Ils estiment que l'exigence d'objectivité et d'impartialité mais aussi la nécessité de l'inexistence d'un conflit d'intérêts sont les attributs qui font le juge et qui confèrent à un processus judiciaire une crédibilité. "Mais dans l'affaire Habré, affaire françafricaine par excellence, c'est la loi du plus fort qui s'applique. C'est la volonté politique qui s'impose en lieu et place de la loi", regrettent-ils.
De la plainte pour injures publiques de Sidiki Kaba
Lors de ce 12 mars, considéré comme la journée de la liquidation des recours de la défense de Habré, la plainte contre Sidiki Kaba pour injures publiques a été traitée. La défense de Habré souligne que le juge, après avoir bloqué plus d'un an la plainte, a finalement décidé que les propos du "bourreau du peuple tchadien" ne pouvaient pas être considérés comme outrageants.
Les avocats renseignent qu’un appel a été introduit. "Le ministre de la Justice a changé son fusil d'épaule. Désormais, il plaide qu'il est passible de la Haute Cour de justice". C’est dire donc qu’un "ministre peut insulter qui il veut et même tuer quelqu'un et dire qu'il ne peut être jugé que par la Haute cour de justice qui, pour se réunir a besoin du vote d'une résolution à l'Assemblée nationale !
Laquelle résolution peut ne pas être votée par les députés, si le ministre appartient au camp de la majorité. On imagine aisément le scandale", fulminent les avocats.
D’autant que, renseignent-ils, la loi dit clairement que le ministre n'est passible de la Haute cour de justice que pour les actes accomplis dans l'exercice normal de ses activités professionnelles et qui ont un rapport direct avec sa fonction. Les conseils de rappeler l’exemple du ministre français Hortefeux qui, pour avoir lancé des propos racistes, s’était vu condamner par la justice française, tout ministre qu'il fut.

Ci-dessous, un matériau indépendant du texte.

PR #2021, opened 2026-05-29
fix: prevent benchmark scripts from deleting user files

### LINKED ISSUE #1933: Bug: benchmark scripts can overwrite or delete existing CSV files
## Summary
Some benchmark scripts can overwrite or delete CSV files that existed before the benchmark started.

## Why it matters
Benchmark scripts should never remove or overwrite user-created files unless the user explicitly opts into that behavior. This can cause accidental data loss for contributors running benchmarks from the repository root or passing a custom `--file` path.

## Evidence
- `benchmarks/benchmark_csv.py` sets `test_file = "large_benchmark.csv"`. `generate_test_csv()` skips generation when the file exists, but the `finally` block still removes `large_benchmark.csv` whenever it exists.
- Reproduced locally by creating a small `large_benchmark.csv`, running `py -3.13 benchmarks\benchmark_csv.py`, and observing that the pre-existing file was deleted.
- `benchmarks/benchmark_auto_clean_memory.py` accepts `--file`, but if the path already exists and `--reuse-file` is not passed, it overwrites the file, sets `generated = True`, and deletes it at the end unless `--keep-file` is passed.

De l’avis des défenseurs de Habré, "des ordres politiques ont été clairement donnés pour le lancement de ce train fou dans le but de se débarrasser de tous les recours introduits par les avocats du Président Habré et ce, au mépris du Droit et de la Justice".
Du faux de Mimi Touré
Le recours numéro trois a concerné le "faux" de Aminata Touré dite Mimi. L'arrêt du Conseil constitutionnel a fragilisé sa position, selon les avocats de l’ancien président tchadien. Mais, ils restent convaincus qu’il est "certain qu'elle sera sauvée par le gong de la politique et des instructions données en conséquence de cause dans cette troublante affaire Habré".
D’en déduire que ce qu'il faut comprendre, "c'est qu'il est important pour le pouvoir de blanchir et d'organiser une totale impunité pour tous ceux ou celles qui, obéissant à ses instructions, ont eu les mains sales dans l'affaire Habré". La loi exige de Mme Touré d'être présente, pour que son avocat puisse avoir droit à la parole. Mais le constat, c’est que lors des deux précédentes audiences, elle ne s'est pas présentée et l'affaire fut renvoyée à une date ultérieure.

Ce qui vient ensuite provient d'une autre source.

PR #2026, opened 2026-05-29
fix: return fresh object for zero-row drop_constant_columns

### LINKED ISSUE #1949: Bug: avoid returning original object from drop_constant_columns empty-input path
## Summary

`drop_constant_columns()` returns the original input object when the frame has zero rows.

For pandas inputs this means the returned `DataFrame` is the same mutable object. For `ArFrame` inputs this means the same `ArFrame` and `_attrs` object are returned instead of a fresh result.

## Why it matters

Most cleaning helpers are expected to behave like transformations that return a new frame. Returning the original object on one edge path makes mutation/copy semantics inconsistent and can surprise users who treat cleaning outputs as independent results.

This is especially important because `drop_constant_columns()` documents the return value as a “New frame without constant columns.”

## Evidence

- `arnio/cleaning.py`: `drop_constant_columns()` converts the input, then immediately returns `frame` when `len(df.index) == 0`.
- `arnio/cleaning.py`: the docstring says the function returns a new frame.
- `tests/test_cleaning.py`: zero-row behavior is covered for shape/columns, but object identity and metadata aliasing are not tested.

## Reproduction or trigger

```python
import pandas as pd
import arnio as ar

df = pd.DataFrame({"a": pd.Series(dtype="int64")})
result = ar.drop_constant_columns(df)
result["b"] = []

assert list(df.columns) == ["a"]  # currently fails; df now also has "b"

frame = ar.from_pandas(pd.DataFrame({"a": pd.Series(dtype="int64")}))
frame._attrs = {"nested": {"x": 1}}

result = ar.drop_constant_columns(frame)
result._attrs["nested"]["x"] = 2

assert frame._attrs["nested"]["x"] == 1  # currently fails
```

## Expected behavior

Zero-row inputs should still return a fresh result object with the same columns and row count, without aliasing the original pandas object or mutable `ArFrame` metadata.

## Actual behavior

The zero-row branch returns the original object directly.

## Suggested direction

Use a zero-row copy for pandas inputs, and for `ArFrame` inputs return a fresh `ArFrame` converted from that copy while preserving the existing zero-row shape behavior. Add focused tests for:

- pandas zero-row input does not return/alias the original object
- `ArFrame` zero-row input returns a new wrapper
- mutable `_attrs` are not shared between input and output
- existing zero-row columns and shape remain unchanged

## References

- `arnio/cleaning.py`
- `tests/test_cleaning.py`

Code-007-maker:
Fixes #1949

### Changes

- Return a fresh result object for zero-row pandas inputs
- Return a fresh ArFrame wrapper for zero-row ArFrame inputs
- Deep copy `_attrs` metadata to prevent aliasing
- Added regression tests for:
  - pandas object identity
  - ArFrame object identity
  - `_attrs` metadata isolation

### DIFF
--- a/arnio/cleaning.py
+++ b/arnio/cleaning.py
@@ -507,7 +507,17 @@ def drop_constant_columns(
     frame, is_arframe = _validate_frame(frame, allow_pandas=True)
     df = to_pandas(frame) if is_arframe else frame
     if len(df.index) == 0:
-        return frame
+        result_df = df.copy(deep=True)
+
+        if is_arframe:
+            result = from_pandas(result_df)
+
+            if getattr(frame, "_attrs", None) is not None:
+                result._attrs = copy.deepcopy(frame._attrs)
+
+            return result
+
+        return result_df
 
     nunique_counts = df.nunique(dropna=False)
     constant_columns = nunique_counts[nunique_counts == 1].index.tolist()
--- a/tests/test_cleaning.py
+++ b/tests/test_cleaning.py
@@ -888,22 +888,18 @@ class TestDropConstantColumns:
         result = ar.drop_constant_columns(df)
 
         assert result is not df
-        assert result.shape == (0, 1)        
+        assert result.shape == (0, 1)
 
     def test_drop_constant_columns_zero_row_arframe_returns_new_object(self):
-        frame = ar.from_pandas(
-            pd.DataFrame({"a": pd.Series(dtype="int64")})
-        )
+        frame = ar.from_pandas(pd.DataFrame({"a": pd.Series(dtype="int64")}))
 
         result = ar.drop_constant_columns(frame)
 
         assert result is not frame
-        assert result.shape == (0, 1)    
+        assert result.shape == (0, 1)
 
     def test_drop_constant_columns_zero_row_attrs_not_shared(self):
-        frame = ar.from_pandas(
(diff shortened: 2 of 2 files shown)


im-anishraj:
@Code-007-maker thanks for opening the PR. I added the missing GSSoC tracking labels so this matches #1949.

Current blocker: `Lint (Black, Ruff, clang-format)` is failing at the `Black (check-only)` step on the latest head. GitHub will publish full logs after the run finishes, but the immediate fix should be to run Black on the touched Python files, especially `arnio/cleaning.py` and `tests/test_cleaning.py`, then push the formatted result. The Vercel authorization status can be ignored for this repo.

im-anishraj (approved):
@Code-007-maker reviewed after the formatting follow-up, and this is good to merge.

Verified locally:
- `python -m black --check arnio/cleaning.py tests/test_cleaning.py`
- `python -m ruff check arnio/cleaning.py tests/test_cleaning.py`
- `pytest tests/test_cleaning.py -q -k drop_constant_columns` -> 13 passed

The PR is focused on #1949, preserves the zero-row column shape, returns a fresh object, and deep-copies ArFrame attrs for the no-op path. GitHub Actions is green for non-Vercel checks; the Vercel authorization failure is external repo noise.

"Après Sidiki Kaba, la même chansonnette nous est jouée. Et quid de la déclaration officielle de l'ancien ministre des Affaires Etrangères, Alioune Badara Cissé, selon laquelle il n'a pas signé l'Accord de pleins pouvoirs brandi par Mme Touré ?", s’interrogent les avocats qui regrettent que "Madame Touré campe dans cette position d’impunité qu’elle a interdite à d’autres, en d’autres occasions".
Ils s’interrogent à nouveau : "Mépris de la justice de la part d’une ministre dont la fonction avait été d’en assurer le service. Il faut dire qu’elle avait clairement affirmé dans cette affaire de faux qu’elle avait agi sur instructions du président de la République !! N’était-ce pas la meilleure des défenses devant des magistrats nommés par le Président ?"
De l’avis des avocats de Habré, sur tous ces points, la justice sénégalaise a été mise à l'épreuve et elle a opté pour un véritable déni de justice.